C++ polymorphism different virtual functions can be called by same function name?

Question

#include<iostream>
using namespace std;
class Class1 {
public:
    virtual void f() {
        cout << "Function f() in Class1\n";
    }
};
class Class2 {
public:
    virtual void h() {
        cout << "Function h() in Class2\n";
    }
};
int main() {
    Class1 object1, *p;
    Class2 object2;
    p = &object1;
    p = (Class1*)&object2;
    p->f();//possibly abnormal program termination. but in fact, it will call function h(),Why?
    return 0;
}

The code must be wrong in theory because p->f() there is no function f() in the Class2.

But in fact, the code can be run, and it will call Function h() in the Class2, It's so strange,why??

Answer 1

The code must be wrong in theory because p->f() there is no function f() in the Class2.

The code is not only wrong in theory, but it is wrong in pratice too. The thing is that C++ does not hold your hand and does not wrap you in cotton wool, if you do wrong stuff, bad things can happen. Typesafety is your friend, but if you betray it, you are on your own.

In this line:

p = (Class1*)&object2;

you pretend that you could cast a Class2 to a Class1. Anything beyond that is undefined behaviour, which is sloopy speaking a way of saying: c++ does not care what is the output of programs that dont obey the rules.

The way to stay friends with the typesystem is to use static_cast instead of a C-style cast, which would tell you that the cast is not allowed.

Answer 2

There is a problem with the code, and as @tkausi commented, the behavior is undefined.

The problem is that you are using C-style cast which is dangerous and should be avoided in C++. From cppreference:

When the C-style cast expression is encountered, the compiler attempts to interpret it as the following cast expressions, in this order:

1. const_cast<new_type>(expression);
2. static_cast<new_type>(expression), with extensions: pointer or reference to a derived class is additionally allowed to be cast to pointer or reference to unambiguous base class (and vice versa) even if the base class is inaccessible (that is, this cast ignores the private inheritance specifier). Same applies to casting pointer to member to pointer to member of unambiguous non-virtual base;
3. static_cast (with extensions) followed by const_cast;
4. reinterpret_cast<new_type>(expression);
5. reinterpret_cast followed by const_cast.

The first choice that satisfies the requirements of the respective cast operator is selected, even if it cannot be compiled (see example). If the cast can be interpreted in more than one way as static_cast followed by a const_cast, it cannot be compiled. In addition, C-style cast notation is allowed to cast from, to, and between pointers to incomplete class type. If both expression and new_type are pointers to incomplete class types, it's unspecified whether static_cast or reinterpret_cast gets selected.

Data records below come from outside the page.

PR #2246, opened 2020-08-27
Remove io.projectreactor:reactor-core dependencies

izeye:
This PR removes `io.projectreactor:reactor-core` dependencies as it's a transitive dependency from `io.projectreactor.netty:reactor-netty`.


shakuzen:
While reactor-core will be transitively pulled in by reactor-netty, I would rather the explicit dependency since we are directly using reactor-core classes in our code. If we only used reactor-netty classes, I would probably agree with this change. It is also possible we would want to upgrade the reactor-core version to a more recent patch release than the one reactor-netty pulls in. Let me know if you think we should still make this change for some reason, though.

PR #2248, opened 2020-09-02
Add tomcat connection metrics.

puppylpg:
Monitor the tomcat connection metrics to know the situation about server connections with client.

### DIFF
--- a/micrometer-core/src/main/java/io/micrometer/core/instrument/binder/tomcat/TomcatMetrics.java
+++ b/micrometer-core/src/main/java/io/micrometer/core/instrument/binder/tomcat/TomcatMetrics.java
@@ -156,6 +156,24 @@ public class TomcatMetrics implements MeterBinder, AutoCloseable {
                     .tags(allTags)
                     .baseUnit(BaseUnits.THREADS)
                     .register(registry);
+
+            Gauge.builder("tomcat.connections.current", mBeanServer,
+                    s -> safeDouble(() -> s.getAttribute(name, "connectionCount")))
+                    .tags(allTags)
+                    .baseUnit(BaseUnits.CONNECTIONS)
+                    .register(registry);
+
+            Gauge.builder("tomcat.connections.keepalive.current", mBeanServer,
+                    s -> safeDouble(() -> s.getAttribute(name, "keepAliveCount")))
+                    .tags(allTags)
+                    .baseUnit(BaseUnits.CONNECTIONS)
+                    .register(registry);
+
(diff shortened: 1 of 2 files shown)


micrometer-core/src/main/java/io/micrometer/core/instrument/binder/tomcat/TomcatMetrics.java
```diff
@@ -153,6 +153,24 @@ private void registerThreadPoolMetrics(MeterRegistry registry) {
...
                     .baseUnit(BaseUnits.THREADS)
                     .register(registry);
+
+            Gauge.builder("tomcat.connections.current", mBeanServer,
+                    s -> safeDouble(() -> s.getAttribute(name, "connectionCount")))
+                    .tags(allTags)
+                    .baseUnit(BaseUnits.CONNECTIONS)
+                    .register(registry);
+
+            Gauge.builder("tomcat.connections.keepalive.count", mBeanServer,
```
shakuzen, line 163: For consistency, I'm thinking `tomcat.connections.keepalive.current` is a better name

shakuzen, line 163: Would it also make sense to have the `maxKeepAliveRequests` so people can monitor how close to the configured maximum this metric is?

shakuzen (approved):
Looks good. Thank you for the contribution.

micrometer-core/src/main/java/io/micrometer/core/instrument/binder/tomcat/TomcatMetrics.java
puppylpg: As [the doc](https://tomcat.apache.org/tomcat-8.5-doc/config/http.html) states, `maxKeepAliveRequests` is:
> The maximum number of HTTP requests which can be pipelined until the connection is closed by the server. Setting this attribute to 1 will disable HTTP/1.0 keep-alive, as well as HTTP/1.1 keep-alive and pipelining. Setting this to -1 will allow an unlimited amount of pipelined or keep-alive HTTP requests. If not specified, this attribute is set to 100.

So it's different from count of current keep alive connections.

shakuzen: Thank you for the quick response and the reference. In that case, we probably don't need that one.

puppylpg: :smile_cat:

PR #2262, opened 2020-09-16
Support metrics for multiple Tomcat MBeans of same type

### LINKED ISSUE #1989: TomcatMetrics: Servlet metrics are missing with multiple servlets
TomcatMetrics only provides servlet metrics for one servlet (and not for all registered servlets). This happens due to the fix of issue #1792 which causes `TomcatMetrics.registerMetricsEventually` to only consired the last servlet (see pull request #1828).

Tested/verified with version: 1.3.7

Expectation is that the class TomcatMetrics provides metrics for all registered servlets.

As stated in the pull request the current solution is not the best. Therefore and due to the fact that I need JMX based metrics in my project, I might have a better/more reliable solution:

1. Switch back to `forEach`

2. The JMX query pattern must be provided by the caller (metrics class)
This solves the problem mentioned in #1792 with multiple results, where only one result is expected (`"Tomcat:type=ThreadPool,name=*,*"` (current pattern) vs. `"Tomcat:type=ThreadPool,name=*"` (proposed pattern))

3. Switch the `NotificationFilter` logic to use `ObjectName.apply(ObjectName)`

4. Only remove the `NotificationListener` if the JMX query is not a pattern

5. Extract the JMX query functionality to a helper class
So it can be used by others.

Below you find the final helper class used in my project (5), see also the references to the mentioned items as comment (like `// (1)`). You are welcome to use/adopt this helper or I can help integrating it.
```java
public class JmxBasedMetricsRegistrationHelper {

  private final MBeanServer m_mBeanServer;
  private final Set<NotificationListener> m_notificationListeners = ConcurrentHashMap.newKeySet();

  public JmxBasedMetricsRegistrationHelper() {
    this(getMBeanServer());
  }

  public JmxBasedMetricsRegistrationHelper(MBeanServer mBeanServer) {
    m_mBeanServer = mBeanServer;
  }

  /**
   * If the MBean already exists, register metrics immediately. Otherwise register an MBean registration listener with
   * the MBeanServer and register metrics when/if the MBean becomes available.
   */
  public void registerMetrics(String name, BiConsumer<MBeanServer, ObjectName> consumer) { // (2)
    ObjectName namePattern = toObjectName(name);
    registerMetrics(namePattern, consumer);
  }

  /**
   * If the MBean already exists, register metrics immediately. Otherwise register an MBean registration listener with
   * the MBeanServer and register metrics when/if the MBean becomes available.
   */
  public void registerMetrics(ObjectName namePattern, BiConsumer<MBeanServer, ObjectName> consumer) { // (2)
    Set<ObjectName> objectNames = m_mBeanServer.queryNames(namePattern, null);
    if (!objectNames.isEmpty()) {
      // MBean is present, so we can register metrics now.
      objectNames.forEach(objectName -> consumer.accept(m_mBeanServer, objectName)); // (1)
      return;
    }

    // MBean isn't yet registered, so we'll set up a notification to wait for them to be present and register
    // metrics later.
    registerMetricsWithNotificationListener(namePattern, consumer);
  }

  protected void registerMetricsWithNotificationListener(ObjectName namePattern, BiConsumer<MBeanServer, ObjectName> consumer) {
    NotificationListener notificationListener = new NotificationListener() {

      @Override
      public void handleNotification(Notification notification, Object handback) {
        MBeanServerNotification mBeanServerNotification = (MBeanServerNotification) notification;
        ObjectName objectName = mBeanServerNotification.getMBeanName();
        consumer.accept(m_mBeanServer, objectName);
        if (!namePattern.isPattern()) { // (4)
          // only remove the listener if there is only one query result expected,
          // otherwise some metrics might be missing
          try {
            m_mBeanServer.removeNotificationListener(MBeanServerDelegate.DELEGATE_NAME, this);
            m_notificationListeners.remove(this);
          }
          catch (InstanceNotFoundException | ListenerNotFoundException ex) {
            throw new RuntimeException(ex);
          }
        }
      }
    };
    m_notificationListeners.add(notificationListener);

    NotificationFilter notificationFilter = notification -> {
      if (!MBeanServerNotification.REGISTRATION_NOTIFICATION.equals(notification.getType())) {
        return false;
      }

      // we can safely downcast now
      ObjectName objectName = ((MBeanServerNotification) notification).getMBeanName();
      return namePattern.apply(objectName); // (3)
    };

    try {
      m_mBeanServer.addNotificationListener(MBeanServerDelegate.DELEGATE_NAME, notificationListener, notificationFilter, null);
    }
    catch (InstanceNotFoundException e) {
      // should never happen
      throw new RuntimeException("Error registering MBean listener", e);
    }
  }

  protected ObjectName toObjectName(String name) {
    try {
      return new ObjectName(name);
    }
    catch (MalformedObjectNameException e) {
      throw new RuntimeException("Error registering JMX based metrics", e);
    }
  }

  public Iterable<Tag> nameTag(ObjectName name) {
    String nameTagValue = name.getKeyProperty("name");
    if (nameTagValue != null) {
      return Tags.of("name", nameTagValue.replaceAll("\"", ""));
    }
    return Collections.emptyList();
  }

  /**
   * Removes resources (like the MBean registration listeners) from the MBeanServer.
   */
  public void cleanup() {
    for (NotificationListener notificationListener : m_notificationListeners) {
      try {
        m_mBeanServer.removeNotificationListener(MBeanServerDelegate.DELEGATE_NAME, notificationListener);
      }
      catch (InstanceNotFoundException | ListenerNotFoundException ex) {
        throw new RuntimeException(ex);
      }
    }
  }

  public static MBeanServer getMBeanServer() {
    List<MBeanServer> mBeanServers = MBeanServerFactory.findMBeanServer(null);
    if (!mBeanServers.isEmpty()) {
      return mBeanServers.get(0);
    }
    return ManagementFactory.getPlatformMBeanServer();
  }
}
```

Sample usage/implementation for Eclipse Scout UI metrics:
```java
public class ScoutUiMetrics implements MeterBinder, AutoCloseable {

  private final JmxBasedMetricsRegistrationHelper m_helper;
  private final Iterable<Tag> m_tags;

  public ScoutUiMetrics() {
    this(Collections.emptyList());
  }

  public ScoutUiMetrics(Iterable<Tag> tags) {
    m_helper = new JmxBasedMetricsRegistrationHelper();
    m_tags = tags;
  }

  @Override
    registerSessionMetrics(registry);
  }

  /**
   * Registers Scout session metrics based on {@link org.eclipse.scout.rt.ui.html.management.ISessionMonitorMBean}.
   */
  protected void registerSessionMetrics(MeterRegistry registry) {
    ObjectName namePattern = MBeanUtility.toJmxName("org.eclipse.scout.rt.ui.html", PlatformIdentifier.get(), "Sessions");
    m_helper.registerMetrics(namePattern, this::registerSessionMetrics);
  }

  protected void registerSessionMetrics(MBeanServer mBeanServer, ObjectName name) {
    final MeterRegistry registry = BEANS.get(MeterRegistry.class);
    final Tags tags = Tags.concat(m_tags, m_helper.nameTag(name));

    registry.gauge("scout.ui.session.clientsessions", tags, mBeanServer, mBeanAttributeFunction(name, "NumClientSessions"));
    registry.gauge("scout.ui.session.httpsessions", tags, mBeanServer, mBeanAttributeFunction(name, "NumHttpSessions"));
    registry.gauge("scout.ui.session.uisessions", tags, mBeanServer, mBeanAttributeFunction(name, "NumUiSessions"));
  }

  protected ToDoubleFunction<MBeanServer> mBeanAttributeFunction(ObjectName name, String attribute) {
    return mBeanServer -> safeDouble(() -> mBeanServer.getAttribute(name, attribute));
  }

  protected double safeDouble(Callable<Object> callable) {
    try {
      return Double.parseDouble(callable.call().toString());
    }
    catch (Exception e) {
      return Double.NaN;
    }
  }

  @Override
  public void close() {
    m_helper.cleanup();
  }
}
```

shakuzen:
This works with multiple MBeans for any of the metric types now, which would be expected when there are multiple servlets registered, for example. To support the case when TomcatMetrics is bound before Tomcat MBeans are available, the NotificationListener is no longer unregistered when multiple MBeans could be returned in the query since we have no way to know when all have been registered. All NotificationListeners are still unregistered when `close` is called.

Resolves #1989

### DIFF
--- a/micrometer-core/src/main/java/io/micrometer/core/instrument/binder/tomcat/TomcatMetrics.java
+++ b/micrometer-core/src/main/java/io/micrometer/core/instrument/binder/tomcat/TomcatMetrics.java
@@ -26,7 +26,6 @@ import org.apache.catalina.Manager;
 import javax.management.*;
 import java.lang.management.ManagementFactory;
 import java.util.Collections;
-import java.util.Comparator;
 import java.util.List;
 import java.util.Set;
 import java.util.concurrent.Callable;
@@ -135,7 +134,7 @@ public class TomcatMetrics implements MeterBinder, AutoCloseable {
     }
 
     private void registerThreadPoolMetrics(MeterRegistry registry) {
-        registerMetricsEventually("type", "ThreadPool", (name, allTags) -> {
+        registerMetricsEventually(":type=ThreadPool,name=*", (name, allTags) -> {
             Gauge.builder("tomcat.threads.config.max", mBeanServer,
                     s -> safeDouble(() -> s.getAttribute(name, "maxThreads")))
                     .tags(allTags)
@@ -157,7 +156,7 @@ public class TomcatMetrics implements MeterBinder, AutoCloseable {
     }
 
     private void registerCacheMetrics(MeterRegistry registry) {
-        registerMetricsEventually("type", "StringCache", (name, allTags) -> {
+        registerMetricsEventually(":type=StringCache", (name, allTags) -> {
             FunctionCounter.builder("tomcat.cache.access", mBeanServer,
                     s -> safeDouble(() -> s.getAttribute(name, "accessCount")))
                     .tags(allTags)
@@ -167,11 +166,11 @@ public class TomcatMetrics implements MeterBinder, AutoCloseable {
                     s -> safeDouble(() -> s.getAttribute(name, "hitCount")))
                     .tags(allTags)
                     .register(registry);
-        }, false);
+        });
     }
 
     private void registerServletMetrics(MeterRegistry registry) {
-        registerMetricsEventually("j2eeType", "Servlet", (name, allTags) -> {
+        registerMetricsEventually(":j2eeType=Servlet,name=*,*", (name, allTags) -> {
             FunctionCounter.builder("tomcat.servlet.error", mBeanServer,
                     s -> safeDouble(() -> s.getAttribute(name, "errorCount")))
                     .tags(allTags)
@@ -191,7 +190,7 @@ public class TomcatMetrics implements MeterBinder, AutoCloseable {
     }
 
     private void registerGlobalRequestMetrics(MeterRegistry registry) {
-        registerMetricsEventually("type", "GlobalRequestProcessor", (name, allTags) -> {
+        registerMetricsEventually(":type=GlobalRequestProcessor,name=*", (name, allTags) -> {
             FunctionCounter.builder("tomcat.global.sent", mBeanServer,
                 s -> safeDouble(() -> s.getAttribute(name, "bytesSent")))
                 .tags(allTags)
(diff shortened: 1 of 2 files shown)


shakuzen:
@brunokoeferli feel free to review. I have incorporated most of your suggestions.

Thus, in your case the compiler will select reinterpret_cast which will just reinterpret the raw bytes of your object as something else (and it just happens that the first thing in the virtual table of p points to method h).

To make your program safe, you should instead use static_cast or dynamic_cast:

#include<iostream>
using namespace std;
class Class1 {
public:
    virtual void f() {
        cout << "Function f() in Class1\n";
    }
};
class Class2 {
public:
    virtual void h() {
        cout << "Function h() in Class2\n";
    }
};
int main() {
    Class1 object1, *p;
    Class2 object2;
    p = &object1;
    p = static_cast<Class1*>(&object2); // fails to compile
    p->f();
    return 0;
}

In this case, compilation fails as expected. Live example: https://godbolt.org/g/noErNr

Note that if we replace static_cast line with p = dynamic_cast<Class1*>(&object2); the code will compile, but p will be set to nullptr at runtime, and trying to call p->f() will result in an error.

Answer 3

C++ doesn't have many run-time checks for performance reasons, so it will just do what you tell it to do even if it is illogical.

You are telling it to call the virtual method Class1::f on a pointer organised in the memory layout of Class2 and apparently Class2::h aligns with Class1::f so it gets called.

This is not standardised behaviour and may differ between compilers. See Virtual method table.